So the NY Times posts an article in it's Sunday Magazine about Freud and religion wherein we find the following:
Freud also said that monotheism was not a Jewish but an Egyptian invention, descending from the cult of the Egyptian sun god Aton.
This is a popular concept and is based on the short lived religious upheaval by Akhenaten who attempted to wrest control from the priests of Amen. Important distinction because...
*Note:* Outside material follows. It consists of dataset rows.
PR #537, opened 2022-04-20
Distribution bug fixes

tammam1998:


compiler/pash_runtime.py
```diff
@@ -116,7 +117,7 @@ def compile_optimize_output_script(ir_filename, compiled_script_file, args, comp
     ## which should be translated to a parallel script.
     if(isinstance(optimized_ast_or_ir, IR)):
         if args.distributed_exec:
-            ir_filename = os.path.join(config.PASH_TMP_PREFIX, 'distributed_exec_ir.pkl')
+            ir_filename = os.path.join(config.PASH_TMP_PREFIX, f'{str(uuid4())[:8]}_distributed_exec_ir.pkl')
```
angelhof, line 120: I think you should use this `https://github.com/binpash/pash/blob/distribution-bug-fixes/compiler/util.py#L42` instead of manually creating random file names.

runtime/dgsh_tee.sh
```diff
@@ -6,12 +6,15 @@ args=${@:3}
 # Set a default DISH_TOP in this directory if it doesn't exist
 PASH_TOP=${PASH_TOP:-$(git rev-parse --show-toplevel)}
 
-cleanup()
-{
-    kill -SIGTERM $dgsh_tee_pid > /dev/null 2>&1
-}
-trap cleanup EXIT
+# TODO: Doable check if this is still needed. Turned off for distributed exection.
```
angelhof, line 9: Could you also add an issue (describing what exactly is happening and why this was disabled)?

angelhof (approved):
Feel free to merge after you do the proposed changes

compiler/pash_runtime.py
tammam1998: The reason I'm not using it is that when debugging (using -d) I want to keep the file but ptempfile always gets deleted when the pash finishes.

angelhof: I thought that when `-d` is used PASH_TMP_PREFIX is not deleted (https://github.com/binpash/pash/blob/main/pa.sh#L79), which would by the way affect your solution too.

Furthermore, ptempfile uses tempfile.mkstemp which is not deleted automatically and requires manual cleanup as far as I know.

runtime/dgsh_tee.sh
tammam1998: Added #539

compiler/pash_runtime.py
tammam1998: Double check and you are right, changed it to use ptempfile.

PR #334, opened 2018-11-05
Add php72 runtime

csantanapr:


csantanapr:
@dgrove-oss Why do we have `"sentinelledLogs": false,` for java? I don't see this in the core repo for runtimes.json

dgrove-oss:
Was removed in main repo by https://github.com/apache/incubator-openwhisk/pull/3860.  Shouldn't be here either.  (Java has sentinels now).

csantanapr:
ok I will remote now as part of these clean up 👍

PR #340, opened 2018-11-06
Conform to Helm best practices for structure of templates/

dgrove-oss:
Specifically make changes to comply with the rules:
  1. Each resource definition should be in its own template file.
  2. Template file names should use dashed notation, not camelcase.
  3. Template file names should reflect the resource kind in the name.

See guidelines at https://github.com/helm/helm/blob/master/docs/chart_best_practices/templates.md.


dgrove-oss:
A largish diff, but no actual content changes (just broke up existing files into multiple files and changed names).

PLoecker:
I believe there is a bug. When you enable persistence, helm cannot parse the yaml file redis-pod.

Error message:
Error: YAML parse error on openwhisk/templates/redis-pod.yaml: error converting YAML to JSON: yaml: line 74: did not find expected '-' indicator

PR #341, opened 2018-11-07
Fix YAML parse error in redis-pod.yaml

PLoecker:
A space was removed in commit #340. That causes a parse error when persistence is enabled.


dgrove-oss:
Thanks @PLoecker!

PR #350, opened 2018-11-12
Helm/Tiller 2.9 is acceptable

dgrove-oss:


dgrove-oss:
conflicts with #352  -- will change tiller version as part of that PR to simplify merging.,

PR #351, opened 2018-11-12
Move smoketest into chart so it can be used for `helm test`

dgrove-oss:
Pull the logic for the simple hello action smoketest into the
Helm chart for OpenWhisk so it can be used to verify that the
Chart deployed correctly.


csantanapr:
I was expecting a Job not a Pod for the tests.
I'm guessing that is any pod defined in any yaml under `/templates/tests/*` ?

I was not able to find docs about this helm test pods https://docs.helm.sh/helm/#helm-test

csantanapr:
nvm
I found that is based on 
```
 annotations:
    "helm.sh/hook": test-success
```
From https://github.com/helm/helm/blob/master/docs/chart_tests.md

PR #352, opened 2018-11-12
Streamline Helm install process + linting fixes 

dgrove-oss:
1. Consolidate core and providers into a single chart.
   Structurally, the provider charts were not independent
   of the core chart so it is more in keeping with
   best practices to have a single Chart that can
   deploy both the core and the optionally enabled event
   providers.

2. Rework the TravisCI testing so that the tests are now
   available as part of the Helm chart. This enables them
   to be easily run by a user who has installed the chart
   via `helm test <release-name>` to verify their deployment was
   successful.

3. Install the catalog, routemgmt, and provider packages
   in a single Job.

4. Per Helm best practices, resources defined in the Chart
   should not explicitly define their namespace.

5. Helm will automatically create the namespace when it
   deploys the Chart, so we can remove that step from
   our README.md

6. Change minimum Tiller version from 2.10 back to 2.9

7. Uniform labeling of all resources created by the Chart.

8. A few misc linting fixes


csantanapr:
hmmm @dgrove-oss 
How easy is to use a boolean in to enable or disable a specific provider now?
Can we have the default be to not deploy any providers still? (ie. only compute)

dgrove-oss:
@csantanapr -- yes, we can enable/disable providers by flipping a single boolean per provider.  By default, the providers are all disabled in values.yaml so what gets deployed is just the core compute.

csantanapr:
Thank you @dgrove-oss

dgrove-oss:
This is now ready for review and merge.

PR #365, opened 2018-11-19
Add nodejs:10 to default set of runtimes for k8s

csantanapr:
Related to https://github.com/apache/incubator-openwhisk/issues/4123

### DIFF
--- a/helm/openwhisk/runtimes.json
+++ b/helm/openwhisk/runtimes.json
@@ -41,7 +41,7 @@
                 "image": {
                     "prefix": "openwhisk",
                     "name": "action-nodejs-v10",
-                    "tag": "d967ebe"
+                    "tag": "586f84e"
                 },
                 "deprecated": false,
                 "attached": {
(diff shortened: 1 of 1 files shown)


helm/openwhisk/runtimes.json
```diff
@@ -34,6 +34,20 @@
...
                     "attachmentType": "text/plain"
                 }
+            },
+            {
+                "kind": "nodejs:10",
+                "default": false,
+                "image": {
+                    "prefix": "openwhisk",
+                    "name": "action-nodejs-v10",
+                    "tag": "d967ebe"
```
dgrove-oss: This tag doesn't exist in dockerhub for action-nodejs-v10.  Current available tags are `e892cd8` or `586f84e`.

csantanapr: it was a copy paste error from nodejs8, Are we pinning now?
You don't like to leave on the bleeding edge?

dgrove-oss: Thanks.  Yeah, the chart is much more useful if the deployments using it are repeatable.  So I've  switched to pinning all docker tags & git clones, with a plan of updating with known good versions on a frequent basis (roughly weekly...).

PR #370, opened 2018-11-26
Fix bug in propagation of invoker.containerFactory.kubeDNS

dgrove-oss:
Bug fix to get providers working with DockerContainerFactory
using kube-dns to allow provider actions to connect to the
couchdb service running within the Kubernetes cluster.
The propagation of the kubeDNS setting wasn't happening
because of a mismatch in names in the Helm chart.

Bug fix for providers with DockerContainerFactory


helm/openwhisk/values.yaml
```diff
@@ -205,7 +205,7 @@ invoker:
         enabled: false
         port: 3233
   containerNetwork: "bridge"
-  kubeDNS: nil
+  kubeDNS: ""
```
daisy-ycguo: Here I don't see `kubeDNS` is under `containerFactory`. What I see here is `kubeDNS` is in the same level as `containerFactory`. I don't understand why you use `.Values.invoker.containerFactory.kubeDNS` in `invoker-pod.yaml`.

PR #372, opened 2018-11-27
Helm chart providers

neeraj-laad:
- [x] Fixed some issue with helm chart values.yaml
- [x] Enabled alarm, cloudant and kafka providers by default


helm/openwhisk/values.yaml
```diff
@@ -197,7 +209,7 @@ invoker:
   containerFactory:
     dind: false
     useRunc: false
-    impl: "docker"
+    impl: "kubernetes"
```
dgrove-oss: Let's leave the default here as docker due to poor cold start and log extraction performance of KubernetesContainerFactory. Change default downstream instead, or wait for #370 to get merged before enabling providers?

helm/openwhisk/values.yaml
```diff
@@ -242,14 +254,14 @@ providers:
...
-    # password: "secret"
+    host: "10.10.10.10"
+    port: 5984
+    protocol: "http"
+    username: "admin"
+    password: "secret"
   # Alarm provider configurations
   alarm:
-    enabled: false
+    enabled: true
```
dgrove-oss: @csantanapr has mentioned in the past (#352) that is preferable to not enable providers by default here.  Change default in downstream project instead?

helm/openwhisk/values.yaml
neeraj-laad: Ok.. switching it back to docker

helm/openwhisk/values.yaml
neeraj-laad: @csantanapr @dgrove-oss Is there a reason to have the providers switched off by default? I thought it would be much easier for users to get started if things worked out of the box.

neeraj-laad: Given we are switching back to docker, and we do not have an automated way to enable them using docker container factory. I'll disable them for now.. We can review this again once #370 is merged in.

PR #377, opened 2018-11-29
Docker for Mac 2.0 does not need additional configuration for PVs

dgrove-oss:


daisy-ycguo:
Thanks David. You are right. I'm using 18.06, a little bit version.

PR #391, opened 2018-12-12
synchronize with upstream configuration files

dgrove-oss:
1. Remove nginx adminportal port (OW 4168).
2. Update controller/invoker limit configuration
3. Enable kafka topic configuration in values.yaml


daisy-ycguo:
@dgrove-oss I merged this PR. I think we'd better add documentation about limitations and kafka configurations.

About two-thirds of the way into the volume, he makes a point that is simple and rather profound — the sort of point that Freud at his best excels in making. Judaism’s distinction as a faith, he says, comes from its commitment to belief in an invisible God, and from this commitment, many consequential things follow. Freud argues that taking God into the mind enriches the individual immeasurably. The ability to believe in an internal, invisible God vastly improves people’s capacity for abstraction.
Well, no.
See we need to get back to that Amen. See the supreme God in Khemetic (Egyptian) religion was Amen-Ra. Ra being God and Amen meaning hidden one. So in fact the Egyptians are the inventors of the "invisible" God and Judaism merely bit the concept. The problem with the latter religion, including Christianity and Islam is the failure to understand the concept of symbolism. All those "idols" are not 'gods" they are representative of some natural force. They are points of focus no less than people who wear crosses don'r actually worship the cross.
1 comment:
If we can only get our people to see this fundamental truth!